===== Records shown

PR #234, opened 2024-01-07
overworld | add methods to add/remove quests, add them to ui for tracking purpose

### LINKED ISSUE #189: overworld | update overworld UI  to accomodate active quests, animal inventory
## Motivation
As of now the Ui works only for items, however it should be able to track the following as well: 
- animal inventory 
- active quests 

### Requirements: 

1. This requires the **animaltype** representation and inventory to work well  tracked in the following issue : #190 
2. the container to track active quests ought to be contained too. represented in the following issue: #191 

## Implementation
we ought to work with signals sent from **the singleton** again and connect them to the UI upon instantiation:: 

This is the easiest solution and it works well because both nodes dont need to know each other at all!

### LINKED ISSUE #191: overworld | way to track and store quests
## Motivation
We have quests within our game that ought to be tracked: 
-> to display them 
-> to enable interaction with npcs accordingly 

We know that each quest is bound to a specific **NPC** thus we can simply use their **ID to denote the id for a quest**. 
Each Quest has the following traits which may need to be **encapsuled**? 
- issuer (npc_id)  == quest_id
- QuestType ( npc, item, bridge ) 
- target (either npc_id, itemType,bridgeEdge)

## Implementation

1. requires container ( array / list / dict ) in singleton to store each active quest
2. methods required within singleton: `add_quest` `search_quest` `remove_quest`
3. **representation** of quest either globally or within each **NPC** itself --> as they will be converted to a class anyway!

ScatteredDrifter:
## Motivation
This pr aims to add a functionality to **visually** track Quests occurring in the overworld. 
Its done by adding a new dictionary within the singleton which will track / contain each quest as string ( linked to its npc_id ) 
resolves #191 
resolves #189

==========

▸ Problem requirements
Looking at the records above, how many of their lines carry the string "tracked"? Answer with the number and nothing else.

▸ Exercise answer
2